It should be noted that, in the embodiment of the present application, the division of the flow optimization device shown in fig. 7 into modules is schematic, and is only one logical function division, and there may be another division manner in actual implementation. In addition, functional units in the embodiments of the present application may be integrated into one processing unit, may exist alone physically, or may be integrated into one unit by two or more units. The integrated unit can be realized in a form of hardware, and can also be realized in a form of a software functional unit. Or may be implemented in a combination of software and hardware.
It should be noted that, in the embodiment of the present application, if the method described above is implemented in the form of a software functional module and sold or used as a standalone product, it may also be stored in a computer readable storage medium. Based on such understanding, the technical solutions of the embodiments of the present application may be embodied in the form of a software product, which is stored in a storage medium and includes several instructions for causing an electronic device to execute all or part of the methods described in the embodiments of the present application. And the aforementioned storage medium includes: various media capable of storing program codes, such as a usb disk, a removable hard disk, a Read Only Memory (ROM), a magnetic disk, or an optical disk. Thus, embodiments of the present application are not limited to any specific combination of hardware and software.

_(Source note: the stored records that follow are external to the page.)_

Issue #100, opened 2018-09-17
Pip package


eleijonmarck:
Hello,

We would want to see the use case for intergrating pyviz into some of our tools. However we right all python.

Is there a way of installing everything without using `conda`

Preferably:
`pip install pyviz`

Or providing a makefile
`make install`

jbednar:
That's tricky -- even if you write pure Python, if you depend on anything that itself depends on things that are not Python, then you need to track binary dependencies, which Pip does not do very well.  That said, pyviz used to require conda specifically because Datashader required it, which in turn was because Numba required it, but now that numba ships via pip, Datashader also ships via pip, and it *may* be possible for pyviz to ship via pip.

@philippjfr, GeoViews would then be the key requirement.  I assume it would be difficult to get all the binary dependencies of GeoViews via pip?  Would it make sense for pyviz to be pip-installable *except* for GeoViews and its dependencies?

eleijonmarck:
@jbednar thank you for the consideration. We build a exploratory platform, however we have tried to combine `conda` with `pip` but were unsuccessful. Too many (weird) interactions too be able to maintain in production as well as setting it up for devs.

Perhaps a docker image would be better?

jbednar:
The conda team has been prioritizing improving interactions with pip, and there may already have been improvements there, if you use the latest conda releases.  The goal is to minimize those weird interactions, but I don't know if the specific ones you encountered were the ones that have been addressed so far.

You are certainly welcome to make a docker image and distribute it.  You should be able to set that up already now just by pip-installing the list of packages that pyviz includes, omitting any that don't have pip equivalents (which I think is just geoviews?).

ceball:
Some quick notes:
  * geoviews already has a package on pypi for pip, but it depends on cartopy, and whether you can pip install cartopy or not depends on how your system is set up (https://scitools.org.uk/cartopy/docs/v0.15/installing.html)
  * the geo stack is often problematic even if you use conda
  * a pip installable pyviz package will soon appear on pypi (as part of ongoing work), and I guess it will have optional extras (the core package will be fine to pip install)
  * if you're integrating pyviz into something else, do you need (or even want?) all of pyviz? Could you pip install only the underlying packages you need?
  * I imagine the kinds of conda/pip interactions being referred to are not improved in any released conda, *but* I think a preview of better conda/pip interaction might be an opt-in setting for one of the next conda releases

eleijonmarck:
[...]

PR #106, opened 2018-09-25
Panel: no moduled name panel

LuffyLuffy:
Hi there,
is that a version incompatible problem?
following is the result. I can't find answer of this problem.

$ pip install panel
Requirement already satisfied: panel in /anaconda3/lib/python3.6/site-packages (0.0.1)
Requirement already satisfied: param in /anaconda3/lib/python3.6/site-packages (from panel) (1.7.0)

$ python 
Python 3.6.6 |Anaconda custom (64-bit)| (default, Jun 28 2018, 11:07:29) 
[GCC 4.2.1 Compatible Clang 4.0.1 (tags/RELEASE_401/final)] on darwin
Type "help", "copyright", "credits" or "license" for more information.
>>> import panel
Traceback (most recent call last):
  File "<stdin>", line 1, in <module>
ModuleNotFoundError: No module named 'panel'


ceball:
Hi. Thanks for the report. pip packages for pyviz and all its dependencies are not yet available (see #100). Meanwhile, since you appear to be using Anaconda Distribution, you should be able to get everything you need via conda (see http://pyviz.org/installation.html). Please let us know if you have problems with that.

An electronic device according to an embodiment of the present application is provided, fig. 8 is a schematic diagram of a hardware entity of the electronic device according to the embodiment of the present application, and as shown in fig. 8, the electronic device 800 includes a memory 801 and a processor 802, the memory 801 stores a computer program that can be executed on the processor 802, and the processor 802 implements the steps in the method provided in the embodiment when executing the program.
It should be noted that the Memory 801 is configured to store instructions and applications executable by the processor 802, and may also buffer data (e.g., image data, audio data, voice communication data, and video communication data) to be processed or processed by each module in the processor 802 and the electronic device 800, and may be implemented by a FLASH Memory (FLASH) or a Random Access Memory (RAM).
Embodiments of the present application provide a computer-readable storage medium, on which a computer program is stored, which, when executed by a processor, implements the steps in the methods provided in the above embodiments.
Embodiments of the present application provide a computer program product containing instructions which, when run on a computer, cause the computer to perform the steps of the method provided by the above-described method embodiments.
Here, it should be noted that: the above description of the storage medium and device embodiments is similar to the description of the method embodiments above, with similar advantageous effects as the method embodiments. For technical details not disclosed in the embodiments of the storage medium, the storage medium and the device of the present application, reference is made to the description of the embodiments of the method of the present application for understanding.
It should be appreciated that reference throughout this specification to "one embodiment" or "an embodiment" or "some embodiments" means that a particular feature, structure or characteristic described in connection with the embodiments is included in at least one embodiment of the present application. Thus, the appearances of the phrases "in one embodiment" or "in an embodiment" or "in some embodiments" in various places throughout this specification are not necessarily all referring to the same embodiment. Furthermore, the particular features, structures, or characteristics may be combined in any suitable manner in one or more embodiments. It should be understood that, in the various embodiments of the present application, the sequence numbers of the above-mentioned processes do not mean the execution sequence, and the execution sequence of each process should be determined by its function and inherent logic, and should not constitute any limitation to the implementation process of the embodiments of the present application. The above-mentioned serial numbers of the embodiments of the present application are merely for description and do not represent the merits of the embodiments. The foregoing description of the various embodiments is intended to highlight various differences between the embodiments, and the same or similar parts may be referred to each other, and for brevity, will not be described again herein.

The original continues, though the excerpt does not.